4. What are untapped opportunities or improvement areas?
Affinity mapping of all four representative personas.
Questions and goals of Paula and Elliot (chosen personas) hightlighted.
In order to focus our design efforts on making tangible impact for our users, we chose two personas to focus on. As we felt that the goals and Paula and Elliot were complementary, we decided to center our attention on designing for their needs.
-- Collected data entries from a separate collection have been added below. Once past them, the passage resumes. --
PR #653, opened 2019-08-28
fix: cleanup needed for integration tests on py35

jsam:


renku/cli/dataset.py
```diff
@@ -624,8 +624,8 @@ def _init(lock, id_queue):
 
         try:
             for p in processing:
-                p.wait()
-                p.get()
+                p.get(timeout=int(os.getenv('RENKU_REQUEST_TIMEOUT', 300)))
```
Panaetius: What's the reasoning behind this change? It'll raise a `TimeoutError` if a download takes more than 300s

renku/utils/doi.py
```diff
@@ -34,7 +34,5 @@ def extract_doi(uri):
     """Return the DOI in a string if there is one."""
     match = doi_regexp.match(uri)
 
-    if match is None:
-        return None
-
-    return match.group(2)
+    if match:
+        return match.group(2)
```
Panaetius: I prefer explicit return of None instead of implicit, not sure if we have any conventions regarding this.

renku/cli/dataset.py
jsam: Get internally invokes for the wait, so we don't need both. And I was having some trouble where I tried to import a dataset but entire TTY was just hanging for a very long time, so I quick patched it with this. I can remove the timeout until we get the ticket about it or extend it to 24 hours or something like that.

renku/utils/doi.py
jsam: Honestly, we have both messes in the repo. I would never say that this is explicit but just plain verbose. We should pick one style and stick with it for future reviews, and since I'm not in favor of adding `return None` to all unit functions I would vote for non-verbose option.

renku/cli/dataset.py
jsam: I'll remove it until we find a nice solution.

Before beginning to sketch and wireframe, we diagrammed their current + future states, allowing us to pin-point what features of the dashboard might be most meaningful to them.
PROTOTYPING
HAND SKETCHING
Through hand-sketching, we brainstormed what types of information our stakeholders might find valuable to monitor. As a policy analyst for the city, Elliot would find information regarding accidents, emergencies, and distribution per neighborhood useful. As an accessibility and transit advocate, Paula would similarly value safety- and equity- related information, while also having access to a social platform where she could engage with peers, business leaders, and city representatives.
Low-Fi / Wireframing
Through initial wireframes, we were quick to gain an understanding of the composition of the dashboard, determining which elements would be static versus dynamic. We opted to ensure that the map and widget features occupied the central visual field, allowing for increased customization both in terms of content (adding relevant data/information via widgets) as well as display (allowing the width of the widget panel to be adjusted as needed).
DESIGN ITERATIONS
MID-FIDELITY
Much of our work refining the mid-fidelity prototype focused on navigation and customizability. As we were designing for two stakeholders with different tasks and contexts of use, we tried to give each user as much control as possible. Major design decisions centered around:

1. Interactive map elements - we opted to move the calendar and data types (e.g., scooter tracking, bus movement) to the lower-half of the screen to ensure that those dynamic elements were in the normal line of sight

2. Adaptable User Interface - allowing the map to become - almost - full screen in order to better analyze particular city-planning considerations

3. Saving & sharing - should an important trend or statistic be displayed, user(s) have the option to either save that graph for later use or share it with other stakeholders
HIGH-FIDELITY
After fleshing out the screen composition and interactivity, we further refined the visual elements. We felt strongly that opting for a positive contrast polarity (‘dark mode’) would draw attention to exigent matters that were indicated by brighter color-coded data types (transit tracking, changes in scooter uses, increases/decreases in scooter accidents, etc.). Much of the visual style was inspired by the analogous fields of medicine and finance - both representing domains that are safety-critical and/or time-dependent.
FINAL DESIGN
See how we envisioned selected interactions
INFORMATION SELECTION
An interactive key allows the user to add or subtract pertinent information (scooter locations, active bus routes, traffic congestion, and alerts), while the left-hand side of the dashboard shows a holistic view of metrics that the user has indicated are of interest (scooter usage, accidents, illegal parking, etc.).
HISTORY ON DEMAND
While in 'real-time' by default, quick access to history states allows Elliot to measure the impact of different events or policy changes, and zoom-in to inspect areas of the city that may be more prone to experiencing accidents.
WIDGET SELECTION
Information foraging theory suggests that the value of information is context-dependent. As such, we felt strongly that the data displayed on screen - especially adjacent to the central map - should be adaptable to each user's needs.